Stored data

PR #721, opened 2022-01-07
Add user documentation "How to search"

not-my-profile:
## What does this PR do?

Replaces the previous [search syntax](https://docs.searxng.org/user/search_syntax.html) documentation with a [more thorough How to search](https://share.push-f.com/searxng/how-to-search/user/how-to-search.html) documentation.

### DIFF
--- a/docs/admin/engines/settings.rst
+++ b/docs/admin/engines/settings.rst
@@ -353,6 +353,30 @@ engine is shown.  Most of the options have a default value or even are optional.
    engines, and so won't be described here.
 
 
+Example: Multilingual Search
+----------------------------
+
+SearXNG does not support true multilingual search.
+You have to use the language prefix in your search query when searching in a different language.
+
+But there is a workaround:
+By adding a new search engine with a different language, SearXNG will search in your default and other language.
+
+Example configuration in settings.yml for a German and English speaker:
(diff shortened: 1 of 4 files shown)


return42:
@dalf @mrpaulblack  I don't know what is better ..

My very personal opinion: 

commits e401a384 and 73382661 are worth to merge. About 

- 6559a017 [doc] create "How to search" user documentation

I have a doubt. IMO it is to text-heavy and users might prefer the more simple description we currently have .. but as I said; I don't know.

not-my-profile:
>I don't know what is better ..

We can have both!

>IMO it is to text-heavy and users might prefer the more simple description we currently have

The current documentation fails to explain many important details that aren't obvious.

But you're right that we should also have a short syntax reference somewhere.
I think ideally it should be shown as a popup in the UI when clicking a link like `Syntax?` next to the search box.
When clicked it would show a brief syntax overview in a popup, like what we currently have:

image

and then there would be a `Learn more` link that links to the more extensive user documentation I introduce in this PR.

not-my-profile:
Ok, I'm closing this for now. I think we should address #722 first.

dalf:
A feature without documentation: https://github.com/searx/searx/pull/1640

_About this exercise_
The answer must hold only the lines from the first line of the data through the line bearing "## What does this PR do?", returned exactly.

_Exercise response_
PR #721, opened 2022-01-07
Add user documentation "How to search"

not-my-profile:
## What does this PR do?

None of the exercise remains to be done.